Reason #4: Transparency Builds Trust

Some colleagues warned me that being this transparent about physics and what our heaters actually do would hurt our business.

The opposite happened. When we started explaining Wien’s Law, showing surface temperature specifications, and being honest that our heaters produce optimized far infrared (not all three spectrum bands), our customers trusted us more.

Educated customers become loyal customers.

Reason #5: I Want to Sleep Well

At the end of the day, I need to be able to explain to customers—and to myself—exactly how our saunas work and why we build them the way we do.

Using “full spectrum” when I couldn’t back it up with physics meant I wasn’t being sincere. Changing that felt right.

The Bottom Line: What You Should Know

After diving deep into infrared physics and rethinking how we talk about our own technology, here’s what I want you to understand:

Authentic “full-spectrum infrared saunas” don’t exist in the way they’re marketed. The physics of Wien’s Displacement Law make it impossible for a single heater to produce near-infrared (2,150°F), mid-infrared (850°F), and far-infrared (200°F) radiation simultaneously.

Far infrared therapy absolutely works. You don’t need “full spectrum” to get the benefits you’re looking for. Properly designed far-infrared radiation at 7-9 microns delivers all the core therapeutic effects: increased core temperature, deep sweating, cardiovascular conditioning, detoxification, muscle recovery, and improved sleep.

Real multi-wavelength therapy is possible—but it requires two separate technologies: far-infrared heaters for core heating (around 200°F, producing 7.9 microns) and LED red light panels for cellular benefits (630-670nm and 810-850nm, positioned within 6 inches of your body).

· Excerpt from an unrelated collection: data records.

PR #498, opened 2020-01-15
Lmp average

samwaseda:
Now the average of anything can be calculated. For example, if user wants to calculate potential energy square, it suffices to write: `job.input.control.measure_mean_value('pe^2', 10, name='energy_pot_sq')`, where `name` is what is going to be stored in the hdf5 file (preceded by `mean_`).

### DIFF
--- a/pyiron/lammps/control.py
+++ b/pyiron/lammps/control.py
@@ -175,20 +175,21 @@ class LammpsControl(GenericParameters):
     def load_default(self, file_content=None):
         if file_content is None:
             file_content = (
-                "units               metal\n"
-                + "dimension           3\n"
-                + "boundary            p p p\n"
-                + "atom_style          atomic\n"
-                + "read_data           structure.inp\n"
-                + "include             potential.inp\n"
-                + "fix___ensemble      all nve\n"
-                + "variable___dumptime equal 100\n"
-                + "dump___1            all custom ${dumptime} dump.out id type xsu ysu zsu fx fy fz vx vy vz\n"
-                + "dump_modify___1     sort id format line \"%d %d %20.15g %20.15g %20.15g %20.15g %20.15g %20.15g %20.15g %20.15g %20.15g\"\n"
-                + "thermo_style        custom step temp pe etotal pxx pxy pxz pyy pyz pzz vol\n"
-                + "thermo_modify       format float %20.15g\n"
-                + "thermo              100\n"
-                + "run                 0\n"
+                "units                 metal\n"
+                + "dimension             3\n"
+                + "boundary              p p p\n"
+                + "atom_style            atomic\n"
+                + "read_data             structure.inp\n"
+                + "include               potential.inp\n"
+                + "fix___ensemble        all nve\n"
+                + "variable___dumptime   equal 100\n"
+                + "variable___thermotime equal 100\n"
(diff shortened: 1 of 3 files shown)


samwaseda:
This is rather meant to be used by power users, who know how variables are defined in LAMMPS and have to reduce the number of output data by making LAMMPS calculate average values internally. Otherwise I assume it makes more sense for normal users to launch LAMMPS calculation with a low `n_print` value and do the statistics afterwards.

pyiron/lammps/control.py
```diff
@@ -641,13 +641,14 @@ def calc_vcsgc(
             append_if_not_present=True
         )
 
-    def measure_mean_value(self, key, every=1, repeat=None, freq=None):
+    def measure_mean_value(self, key, every=1, repeat=None, freq=None, name=None):
         """
             Args:
```
liamhuber: Please add the first comment + first sentence of your second comment from the 'conversation' section of the pull request to the docstring. They might need light formatting, but I think they really clearly communicate the intention of this function.

pyiron/lammps/control.py
```diff
@@ -641,13 +641,14 @@ def calc_vcsgc(
...
                 key (str): property to take an average value of (e.g. 'energy_pot' v.i.)
                 every (int): number of steps there should be between two measurements
                 repeat (int): number of measurements for each output (default: n_print/every)
                 freq (int): output frequency (default: n_print)
```
liamhuber: I see that this line wasn't code edited in this pull request, but I think we should take the opportunity to remove explicit reference to `n_print`. My concern is that if we do a variable name change in `calc_md` these docs could get out of date. Of course, in principle refactoring the variable name might catch this usage, but since it's in documentation I'm nervous.

Rather, could we simply refer to either the actual code used below (i.e. `self['thermo']`), or --and this would be my preference -- to the logical intent, e.g. `freq (int): Output frequency. (Default is None, which uses the same output frequency as the underlying calculation.)`

liamhuber: Further, can we change this from `freq` to `period`?

samwaseda: `freq` follows the convention from [this page](https://lammps.sandia.gov/doc/fix_ave_time.html)

samwaseda: ok then I'll define a variable inside LAMMPS for `n_print` and will replace `freq` by that.

liamhuber: Hmmph. Lammps is wrong. :p 

My preference would be to call the variable something like `period` and make a comment in the docstring that Lammps (*cough*wrongly*cough*) calls it `freq`, but I would also accept leaving it as `freq` and being very explicit in the docstring that it has units of period.

samwaseda: Now, I entirely got rid of `Nfreq`, because I don't see why this output should be performed with a different frequency than the output of all the other properties.

tests/lammps/test_interactive.py
```diff
@@ -84,9 +84,10 @@ def test_interactive_execute(self):
             [
                 "fix ensemble all nve",
                 "variable dumptime equal 100",
+                "variable thermotime equal 100",
```
liamhuber: I like.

Ask for specifications, not marketing claims. When shopping for a sauna, request:

  • Heater surface temperatures
  • Peak wavelength output
  • EMF testing results
  • Third-party verification

Companies that understand their own technology will provide this information readily. If they deflect to “proprietary” claims or emotional appeals, that’s a signal to keep asking questions.

Transparency benefits everyone. Educated consumers make better decisions. Companies that provide transparent and honest information build stronger relationships with their customers. The whole industry improves when we prioritize science over marketing language.

— Chris Kiggins

SaunaCloud Founder

Infrared Sauna Designer Since 2014

Still Learning, Always Transparent

Related Reading:

Have Questions?

📞 800-370-0820

📧 hello@saunacloud.com

P.S. — If you’re shopping for a sauna and a company claims “full spectrum,” ask: “What are the surface temperatures of your heaters, and what wavelengths do they produce according to Wien’s Displacement Law?” Companies that understand their technology will answer directly. Companies that don’t… well, now you know what questions to ask next.

P.P.S. — The decision to stop using “full spectrum” in our marketing wasn’t easy, but it was right. Our customers appreciate the transparency, and I sleep better knowing we’re being scientifically accurate. If you’re a sauna builder or business owner reading this and reconsidering your own terminology—I respect that. The industry improves when we all commit to honest education.